Depends on a number of things:
If
((you know the strings will not hugely increase in number) &&
(you know the spec of the machines that will run your app) &&
(you are able to test that the load time is *good enough* on the above spec))
{
**don't bother changing approach.**
}
else
{
**change approach.**
}
The alternative approach is obviously some kind of asynch lazy-load.
You're talking about loading roughly 36MB of strings. While this isn't a daunting amount by any means (though you could probably load it faster reading the XML yourself...I wouldn't go with the serialization engine if I was worried about performance), it's also a non-trivial amount. You're looking a adding a couple of seconds to your startup time, assuming you don't do it asynchronously as Mircea suggests.
If you do do it asynchronously, you'll have to ensure that any UI process that relies on the data doesn't occur until after it has loaded. That may be a difficult thing to ensure.
The question seems to imply an online application. A few suggestions if that is the case:
The data could / should be zipped. I suspect it would compress very nicely.
Maybe the data could be cached accross multiple sessions, possibly be delivered as html content with a expiry cache date as appropriate. This would save systematic loading, and may be feasible if the data isn't updated frequently.
The suggestion feature feature could be initially disabled (i.e. say showing a "loading..." message while the application initializes the cache, asynchronously). In this fashion the application would be quickly available upon startup, even though the suggest feature may lag by up to say 30 seconds or so.

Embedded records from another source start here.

PR #2989, opened 2020-10-16
compile Cython extensions with Cython >= 3.0

### LINKED ISSUE #2988: compiling warns of using deprecated NumPy API
## Expected behavior ##

Compiling the MDA C extensions does not raise warnings about deprecated APIs.

## Actual behavior ##

Compiling the cython extension warns

*"Using deprecated NumPy API, disable it with " "#define NPY_NO_DEPRECATED_API NPY_1_7_API_VERSION"*.

This is due to Cython <3.0 using the deprecated NumPp API. This will change with upcoming Cython 3.0, see https://cython.readthedocs.io/en/latest/src/userguide/migrating_to_cy30.html#numpy-c-api at which point we can simply 
```python
define_macros.append("NPY_NO_DEPRECATED_API", "NPY_1_7_API_VERSION"))
```
in `setup.py`.

(However, with Cython < 3.0, compilation fails as it relies on the old API.)

```bash
python setup.py buil
```

- Cython: 0.29.21

orbeckst:
Fixes #2988

- Do not any longer use deprecated NumPy API.
- requires Cython >= 3.0 (tested locally with 3.0a6)
- fixed direct ndarray.base access (using https://github.com/cython/cython/issues/3690#issuecomment-645665793 )

PR Checklist
------------
 - [ ] Tests?
 - [ ] Docs?
 - [ ] CHANGELOG updated?


orbeckst:
Note that this will fail until we install Cython 3.0.

richardjgowers:
Is there something in the travis yml to get cython 3?

orbeckst:
We could `pip install 'Cython==3.0.0a6'` (worked for me) or something like that (and remove cython from the conda/mamba installation).

IAlibay:
@orbeckst since cython 3.0 is still in alpha, I'm going to place this as a v2.1.0 milestone, we can shift as necessary.

IAlibay:
> @orbeckst since cython 3.0 is still in alpha, I'm going to place this as a v2.1.0 milestone, we can shift as necessary.

Moving this to 2.2.0 instead as cython 3 is still in alpha. We'll also need to consider if it should be a breaking change that gets introduced in MDA 3.0.

IAlibay:
Moving to 2.3.0 since cython 3.0 is still in alpha

orbeckst:
cython 3.0 is staying in alpha for quite a while...

IAlibay:
Cython 3.0 is still in alpha, re-targetting 2.4.0.

IAlibay:
Cython 3.0 is still in alpha, bumping to 2.5.0.

orbeckst:
PR #4129 solved the array problem. The only other thing that _this_ PR does is to get rid of the use of the deprecated NumPy API. However, this _requires_ Cython 3.x so cannot be done in a backward-compatible manner. 

I don't think it's worthwhile keeping the PR open for that little patch in setup.py so I am closing it.

PR #2991, opened 2020-10-16
Update indexing in Charges and Masses get_residues

### LINKED ISSUE #2990: `Residue.mass` and `Residue.charge` use deprecated numpy indexing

Edit: Independently of how the data gets downloaded and cached, I second the opinion of Mircea Grelus that an xml file of this size is a poor substitute for a database.
It may not be a bad idea to load the XML into memory when the app starts up. But if you go this route I'd look into using the BackgroundWorker thread. The idea would be to load the XML into memory asynchronously so the UI is still responsive as this is going on. As far as the user is concerned the app shouldn't appear to start any slower, and yet once done the Google-suggest-like feature should be significantly faster.
I must say that even in memory this is an inherently inefficient operation since you have no advantage of using an index when querying an XML file in this way. This is something that would be 10X faster in SQL with full-text searching.
Of course XML has the advantage of being self-contained and requiring no additional components. And that makes it a decent choice for small desktop apps that query small amounts of data. Otherwise I would consider using a database for better performance.
You might be better served by using binary serialization rather than XML serialization to persist the data that your app reads on startup, particularly if you end up implementing a data structure that's faster to search than a `StringCollection. You'd still maintain the XML version of the data somewhere, of course.
And by all means, use a BackgroundWorker to load the data asynchronously if that'll make your application feel more responsive.